Tobacco cultivation remains one of Zimbabwe’s top currency earners. Photo credit: distel2610, Pixabay.
Zimbabwe is well on its way to reaching its ambitious self-imposed target of 300 m.kg in the current 2024/25 tobacco marketing season. On June 12, the Tobacco Industry & Marketing Board (TIMB) reported that, by day 67 of the season, tobacco farmers had sold 285,026,842 kg of flue-cured virginia (FCV), leaving just 15 m.kg to go. At an average price of US$3.36 per kg, this corresponds to a value of approximately US$958 million.
On May 9, the country not only set a single-day sales record of 7.2 million kg but also achieved a season-high price of US$6.20 per kg—significantly higher than last year’s peak of US$5.76. However, average prices remain below those of the previous season, when US$3.43 per kg was attained.
While contract sales continue to dominate Zimbabwe’s tobacco marketing, statistics released by TIMB show that from day 38 until at least June 6, the average auction price consistently exceeded that of contract sales. During this period, the price gap between the two systems widened from US$0.01 to US$0.25 per kg sold. This prompted a representative of the Zimbabwe Tobacco Growers Association to tell The Herald that the long-term sustainability of the industry lies in the auction, rather than the contract, system.
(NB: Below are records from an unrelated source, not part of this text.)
PR #993, opened 2024-03-01
Add options to Python language module

totoroot:
Recently I continued using devenv for various different projects at work, so the need to have it also manage multi-language development environments got bigger.

For a lot of projects, the structure looks similar to the following.

```
project
├── backend
├── devenv.lock
├── devenv.nix
├── devenv.yaml
└── frontend
```

In this example `backend` would for example be the subdirectory of some Python/Django component and then there would be the `frontend` subdirectory e.g. some JavaScript/Node.js component.

For that reason I would like to specify a subdirectory for the individual components.

In this PR I made the necessary changes to be able to specify a working directory via `languages.python.directory`.
While it is already possible to pass paths of requirements files to install dependencies from, it is currently not possible to specify the location of the virtual environment or to change the working directory of the poetry command.

This makes it impossible to have the `pyproject.toml` file anywhere other than at the devenv root.

I also added some more missing options to `languages.python.poetry.install`.

### DIFF
--- a/examples/python-directory/devenv.yaml
+++ b/examples/python-directory/devenv.yaml
@@ -1,0 +1,7 @@
+---
+
+inputs:
+  nixpkgs:
+    url: github:NixOS/nixpkgs/nixpkgs-unstable
+  nixpkgs-python:
+    url: github:cachix/nixpkgs-python
--- a/examples/python-directory/devenv.yaml
+++ b/examples/python-directory/devenv.yaml
@@ -1,5 +1,3 @@
----
-
 inputs:
   nixpkgs:
     url: github:NixOS/nixpkgs/nixpkgs-unstable
--- a/examples/python-poetry/devenv.nix
+++ b/examples/python-poetry/devenv.nix
@@ -1,4 +1,4 @@
-{ pkgs, lib, config, ... }:
+{ pkgs, config, ... }:
 
 {
   packages = [
@@ -15,6 +15,23 @@
 
   languages.python = {
     enable = true;
-    poetry.enable = true;
+    poetry = {
+      enable = true;
+      install = {
+        enable = true;
+        installRootPackage = false;
+        onlyInstallRootPackage = false;
+        compile = false;
+        quiet = false;
+        groups = [ ];
+        ignoredGroups = [ ];
+        onlyGroups = [ ];
+        extras = [ ];
+        allExtras = false;
+        verbosity = "no";
+      };
+      activate.enable = true;
+      package = pkgs.poetry;
+    };
   };
 }
--- a/src/modules/languages/python.nix
+++ b/src/modules/languages/python.nix
@@ -190,7 +190,6 @@ in
       description = "Whether `pip install` should avoid outputting messages during devenv initialisation.";
     };
 
-
     directory = lib.mkOption {
       type = lib.types.str;
       default = ".";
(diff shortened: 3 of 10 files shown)


totoroot:
I'm planning on adding support for [pdm](https://github.com/pdm-project/pdm) soon, and for that, these changes would facilitate its use as well.

Also, I don't think we don't want to use `lib.types.path` for the directory, as that would mean copying the subdirectory's content to the Nix store. Using `lib.types.str` and the root of the top-level devenv project as default seems fine, but please let me know in case you think otherwise.

totoroot:
If nothing speaks against it, I would go ahead and try adding a similar option for the JavaScript module, since one might also want to have the `package.json` in a different directory than the devenv root

domenkozar:
See also #899, I'd really like to have a test for this before it's merged.

totoroot:
@domenkozar I modified the example for `python-poetry` to include the newly added options.

I also added an example and tests for the introduced directory option, as you requested. In this example I have also tested the `python-poetry` module with the Python directory option set. Let me know whether I also have to add them for the `python-venv` module.

totoroot:
@domenkozar I have modified the example for `python-poetry` to include the newly added options.

I also added an example and tests for the introduced directory option, as you requested. In this example I have also tested the `python-poetry` module with the Python directory option set.

totoroot:
Should I use `config.devenv.root` in the checks? :thinking:

examples/python-directory/devenv.yaml
```diff
@@ -0,0 +1,7 @@
+---
```
domenkozar, line 1:
```suggestion
```

src/modules/languages/python.nix
```diff
@@ -135,6 +135,14 @@ in
       description = "Whether `pip install` should avoid outputting messages during devenv initialisation.";
     };
 
+    directory = lib.mkOption {
```
domenkozar, line 138: does it work if you do `./.` with `types.path` and then do `config.devenv.root + cfg.directory`?

domenkozar:
Great work, only two comments and it's ready to go :)

src/modules/languages/python.nix
totoroot: I'm don't think I understand what you mean.

In https://github.com/cachix/devenv/pull/993#issuecomment-1973478436 I mentioned that using `types.str` means not copying the specified directory to the Nix store, so poetry is still able to write the lock file.

It also gives users more flexibility when setting the option as they can set it to either an absolute path or a path relative to the devenv root with something like `./directory`. I've added an example to the option.

domenkozar: I think you should be still able to use `types.path` to validate it's a path and then do `mystringpath + cfg.directory`

domenkozar:
@totoroot ping :)

domenkozar:
Can you rebase on main and I'll take over this one :)

bobvanderlinden:
I recently updated a python project's devenv and to my surprise it didn't activate the poetry environment anymore. It seems activating the poetry environment is disabled by default, where-as before I was able to import libraries from poetry without `poetry.activate.enable = true` nor `poetry run ...`. Was this change intentional?

examples/python-poetry/devenv.nix
```diff
@@ -15,6 +15,23 @@
...
+        quiet = false;
+        groups = [ ];
+        ignoredGroups = [ ];
+        onlyGroups = [ ];
+        extras = [ ];
+        allExtras = false;
+        verbosity = "no";
+      };
+      activate.enable = true;
+      package = pkgs.poetry;
```
bobvanderlinden, line 34: By default people shouldn't need to set all of these options, should the test check for options or for the default poetry environment? :sweat_smile:

totoroot:
@bobvanderlinden

> I recently updated a python project's devenv and to my surprise it didn't activate the poetry environment anymore. It seems activating the poetry environment is disabled by default, where-as before I was able to import libraries from poetry without `poetry.activate.enable = true` nor `poetry run ...`. Was this change intentional?

I also noticed poetry's activate option in devenv breaking a while ago, but I'm fairly certain this was a while after my changes with this PR got merged. If my changes caused this changed behaviour it wasn't intentional.

Unfortunately I currently got no time to investigate this, sorry.

domenkozar:
Could someone open a bug to reproduce it?

bobvanderlinden:
I'll have a look :+1:

bobvanderlinden:
https://github.com/cachix/devenv/issues/1907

By May 28, 2025, cumulative sales had already reached 237.3 million kg, surpassing last season’s total of 232 million kg, which had been reduced by drought. The current marketing season, which opened on March 5, is expected to run through to around September 10.
This year’s elevated target aligns with the objectives of Zimbabwe’s Tobacco Value Chain Transformation Plan (2021–2025). Alongside increasing production from 262 million kg in 2021 to 300 million kg by 2025, the plan also aims to raise value addition from 2% to 30%, grow the tobacco industry’s total value to US$5 billion, expand local financing and infrastructure, and promote sustainable tobacco cultivation.
In the current season, the area under tobacco cultivation expanded to between 120,000 and 132,000 hectares, up from around 109,000 hectares in previous seasons. The number of registered growers rose from 113,000 in 2023/24 to approximately 126,000. With the surge in supply, TIMB and industry experts emphasized the importance of quality control, urging growers to ensure proper curing, avoid grade mixing, and invest in infrastructure to maintain price stability. In early April, TIMB introduced a daily minimum price matrix—linked to average sales and contract prices—to shield farmers from potential price slumps caused by oversupply.
Tobacco remains one of Zimbabwe’s top foreign currency earners, contributing between US$800 million-US$1 billion annually. Nonetheless, critics have warned that the 300 m.kg target represents a high-stakes gamble in a global market marked by uncertainty, oversupply, and increasingly cautious international buyers. The global leaf shortage that characterized recent years may soon abate—at least for some varieties. According to Universal Leaf data, global FCV production excluding China stood at 1.839 billion kg in 2024, down from 1.941 billion kg in 2023. For 2025, the company forecasts a significant rise to an estimated 2.204 billion kg.